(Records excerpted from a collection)
PR #1014, opened 2026-08-27
Add embedding plugin framework for automatic text-to-vector conversion

sarthakn7:
## Summary

Today, clients that want to do vector search on nrtsearch must generate embeddings externally before sending them in index/search requests. This adds complexity — clients need to either load the model to generate embeddings or call external services first. This especially adds a barrier for ad-hoc queries, since you'd need to first generate an embedding in some way and then put it in the query.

What you will do:
List, from the entries above, every line in which the word "vector" shows up.

Answer box:
Add embedding plugin framework for automatic text-to-vector conversion
Today, clients that want to do vector search on nrtsearch must generate embeddings externally before sending them in index/search requests. This adds complexity — clients need to either load the model to generate embeddings or call external services first. This especially adds a barrier for ad-hoc queries, since you'd need to first generate an embedding in some way and then put it in the query.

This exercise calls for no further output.